Project summary
I would like to scale up experiments in training process transparency in order to better understand formation of various mechanisms in language models. This work involves training small to medium scale transformer models and analyzing gradients via training data attribution throughout the training process. I believe the resulting insights will inform new directions in mechanistic interpretability and how to detect precursors of deception, particularly in instances where this is hard or impossible on fully trained models.
Key Activities:
Research training process transparency and the formation of mechanisms along training trajectories of language models
Release research outputs and open-source tooling for performing similar experiments
Key Reasons
Mechanistic interpretability (MI) is making decent headway on producing a full picture of model cognition. However, good outcomes for AI alignment are predicated on:
Addressing failure modes such as deception and deceptive alignment where the structure of the problematic cognition is adversarial to the designer. MI on final model snapshots may overlook relevant mechanisms, particularly if they are subtle internally or hard to access through computational means, and/or only exhibited out of training distribution. Training process transparency can capture these mechanisms before their detection becomes difficult to access.
Coverage of detectable mechanisms prior to deployments. Training process transparency can increase coverage of where to look for instances of problematic mechanisms to ensure there are no unaccounted mechanisms.
Tooling/Open-Source: Producing open-source packages and research outputs will increase innovation speed on these lines of research.
Compute: Given that this research agenda focuses on analyzing shifts throughout the full training process, employing existing trained models and relatively sparse checkpoints is insufficient.
Project goals
The goals of this project are to better understand how mechanisms form within language models, including:
Induction heads and circuits employing them
I have already reproduced induction head formation and am in the process of analyzing them to attribute training data responsible for their formation.
This exercise acts as a good proof-of-concept for the methodology, as induction heads are a mechanism known to reliably occur at particular scales, but their etiology is as yet poorly understood.

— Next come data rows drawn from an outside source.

PR #1774, opened 2022-06-08
workflows: add scheduled job to sync `openshift/os` submodule

### LINKED ISSUE #709: Set up Dependabot to bump fedora-coreos-config submodule regularly
We should automate these bumps rather than rely on humans doing it.

bgilbert:
We've been hand-maintaining the `fedora-coreos-config` submodule in `openshift/os`, but updating it is usually completely mechanical.  Add a workflow that maintains an `openshift/os` PR with the latest changes, updating it daily or on demand.  We can merge the PR whenever we'd like, and the job will open a new one once there are additional changes.

Omit CoreOS Bot changes from the log summary, since those involve lockfiles and overrides that don't apply to RHCOS.  Likewise, if the only changes are from CoreOS Bot, skip opening a PR.

When the workflow is manually invoked, allow overriding the PR branch.  This can be used to create a one-off PR that won't be maintained by the bot afterward, for cases where a sync needs complementary changes elsewhere in `openshift/os`.

Ideally the job would run inside the `openshift/os` repo, but GitHub Actions isn't available there.

Fixes https://github.com/openshift/os/issues/709.

### DIFF
--- a/.github/workflows/openshift-os.yml
+++ b/.github/workflows/openshift-os.yml
@@ -1,0 +1,83 @@
+name: Sync to openshift/os
+on:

IOI or similar complexity circuits
New novel circuits particularly amenable to discovery in light of the training process
The impact of this work will be to publish research packages and analysis of toy models which improves the state of knowledge around mechanism formation in transformer-based models.
I expect this research to last at most 2-3 months before re-evaluation of the research direction, and am seeking this funding for that time period.
How will this funding be used?
This funding will be used for compute and infrastructure costs associated with the project.
This funding will enable me to run 50-60 experiments that require individual training runs. I may opt to execute larger training runs on multi-GPU instances or multi-nodes setups if initial experiments are successful, in a way that drives less.
Who is on your team and what's your track record on similar projects?
I am conducting this research as an independent researcher. I completed the SERI MATS program with a focus on how to detect deception, and have published prior results such as this example on detecting various monosemantic and polysemantic MLP neurons using training process transparency:
https://www.alignmentforum.org/posts/DtkA5jysFZGv7W4qP/training-process-transparency-through-gradient
I also have unpublished results related to attention-based mechanisms at the parameter level (e.g. such as parenthesis matching) which I plan to consolidate into the research outputs of this project.
What are the most likely causes and outcomes if this project fails? (premortem)
This project can fail due to:
Fundamental limitations of the methodology: Despite existing results on identifying functionality of MLP neurons, the techniques might not be applicable to functionality of attention heads or circuits.
This is unlikely to be the case as I already have some preliminary results on attribution of attention head mechanisms.
Inability to replicate existing circuits: The first step to analyzing results is to replicate existing known mechanisms in a toy model, such as induction heads, IOI, and other behaviors/circuits.
This is unlikely to be the case as I have already reproduced induction head formation, and expect to reproduce more complex known behaviors with additional training time.
Difficulty in discovering novel circuits: While I expect training data attribution to simplify the discovery of novel mechanisms and accompanying circuits, this may not be feasible in the requested timeframe (2-3 months) at this scale of toy language model training runs.
What other funding are you or your project getting?
This project does not currently have any other funding.